I would not go in with the idea that their is a belt goal to reach but instead go in with the idea that they will receive intensive training and in the end if their skill warrants it then maybe you award them with a rank commensurate to that skill level.


----------



## MBuzzy (Jan 13, 2009)

DavidCC said:


> While that is equivalent of a year's class time, how much indivudal prcatice time is also done outside of class?  That would be missing or at least much less over 6 weeks.
> 
> I think it's a great idea and it's something I would do if my circumstances allowed.  I would focus on depth, not breadth, of material. 2,3,4 belts seems reasonable I think.  I would pressure test the hell out of them, cups and mouthpieces required every class.



If you have constant GUIDED practice, the individual practice time isn't as important.  It is required to build muscle memory, but if all of your practice is under the eyes of an instructor, you are sure to not have any BAD habits build up.

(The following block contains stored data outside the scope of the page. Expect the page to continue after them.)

PR #2388, opened 2015-07-22
allow skinnier sidebar

judell:


tilgovi:
If you want this could you either fix the tests yourself or put it up as a sprint task for the next sprint, please?

Also, I'm not sure this is advisable. Might want to have @conordelahunty take a look. I picked a number based on what I observed to be the minimum size before the layout of annotation cards starts to break.

seanh:
Re-done with fixed tests https://github.com/hypothesis/h/pull/2509

PR #2394, opened 2015-07-22
Two front-end fixes

JakeHartnell:
#### Add extra space at the top of the "Sign in to create annotations" message.

Before:
selection_100

After:
selection_099

#### Hide tags when a thread is collapsed.
Tags weren't being collapsed and now everything collapses neatly to one line.

### DIFF
--- a/h/static/styles/annotations.scss
+++ b/h/static/styles/annotations.scss
@@ -184,6 +184,7 @@ privacy {
 
     .annotation-collapsed-replies {
       display: inline;
+      margin-left: .25em;
     }
   }
 }
--- a/h/static/styles/threads.scss
+++ b/h/static/styles/threads.scss
@@ -63,12 +63,9 @@ $thread-padding: 1em;
   }
 }
 
-.thread-message {
-  margin-bottom: .5em;
-}
-
+.thread-message,
 .thread-deleted {
-  margin: .8em 0;
+  margin: .5em 0;
 }
 
 .thread-load-more {
--- a/h/templates/client/annotation.html
+++ b/h/templates/client/annotation.html
@@ -103,7 +103,7 @@
     </tags-input>
   </div>
 
-  <div class="annotation-section tags tags-read-only"
+  <div class="annotation-body tags tags-read-only"
        ng-if="vm.annotation.tags.length && !vm.editing">
     <ul class="tag-list">
       <li class="tag-item" ng-repeat="tag in vm.annotation.tags">


h/static/styles/annotations.scss
```diff
@@ -178,12 +185,13 @@ privacy {
       margin: 0;
     }
 
-    .annotation-body, .annotation-footer {
+    .annotation-body, .annotation-footer, .tags-read-only {
```
tilgovi: Is this change necessary? I think the right change here is to make that an `annotation-body` instead of an `annotation-section`. I made the other tags section into "a body" recently, but I missed the read-only one.

h/static/styles/annotations.scss
```diff
@@ -178,12 +185,13 @@ privacy {
...
       display: none;
     }
 
     .annotation-collapsed-replies {
       display: inline;
+      margin-left: 3px;
```
tilgovi: Any reason this shouldn't be proportional, i.e., in ems?

h/static/styles/annotations.scss
```diff
@@ -34,7 +34,14 @@
   margin: .8em 0;
 }
 
-.annotation-header { margin-top: 0 }
+.annotation-header {
+  margin-top: 0;
+
+  &.please-sign-in {
+    margin-top: 0.75em;
```
tilgovi: drop the leading 0

tilgovi:
Okay, I need to take a deep look at this. The issue is that this `sub` shifts the icons in the top bar by a pixel.

While `sub` is more correct than `middle` for what we're using it for, I _think_, it's all sort of inappropriate and I think that comes back to some line height issues.

Our reset style sets `line-height` to be `normal` for buttons, causing it to use a browser default. The result is that the `1.4em` I chose for the button size doesn't end up making it as tall a single line block of text.

I'll play with it and decide what I think we should do.

tilgovi:
Or if you have ideas, throw em at me.

tilgovi:
If you could not bundle things together as "miscellaneous fixes" we could merge some of this, just not the button alignment.

JakeHartnell:
> If you could not bundle things together as "miscellaneous fixes" we could merge some of this, just not the button alignment.

I took out the button alignment.

h/static/styles/annotations.scss
```diff
@@ -34,7 +34,14 @@
   margin: .8em 0;
 }
 
-.annotation-header { margin-top: 0 }
+.annotation-header {
+  margin-top: 0;
+
+  &.please-sign-in {
```
tilgovi: Have you looked at removing or changing existing styles instead of adding this special case?

tilgovi: I have an elegant fix for this, but I'd like you to spend 30m to see if you can find it.

tilgovi: Any luck?

JakeHartnell: Sorry, I've been working on other projects the past 2 days. I can't read your mind but I took a stab at removing the extra class. Have a look!

tilgovi:
That's nicer. We can do even better, though, I think. The only change needed is to make the `.thread-message`top/bottom margin symmetrical. The adjacent margins collapse, so the result is that the top of the card has the same margin as the bottom.

PR #2399, opened 2015-07-23
Update Firefox extension for Jetpack Manager tool

tilgovi:


nickstenning:
It would have been nice to have a bit more context on what this is for! As it is I've worked out that `jpm` replaces `cfx`, and the changes look sensible, so...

Still VERY important though....the time requirement MIGHT be diminished though.


----------



## thesandman (Jan 14, 2009)

Every summer my school holds a 5day camp for all ages where we sequester ourselves somewhere and train between 8 and 14 hours per day (depending on age and rank).  It's rule of thumb that most people attending the camp will test for their next rank at the conclusion of the week.  We do not however allow people to test for black belt.  The week is considered to be roughly equivalent to 6months of training for most people.

Everyone though gets different things out of the experience.  For instance I run an extra late night workout for the black belts where I help them with their black belt training.  This is a unique opportunity for them to be really challenged.  The camp also provides them with plenty of time to work on their teaching abilities as we allow all ranks and ages to attend the camp.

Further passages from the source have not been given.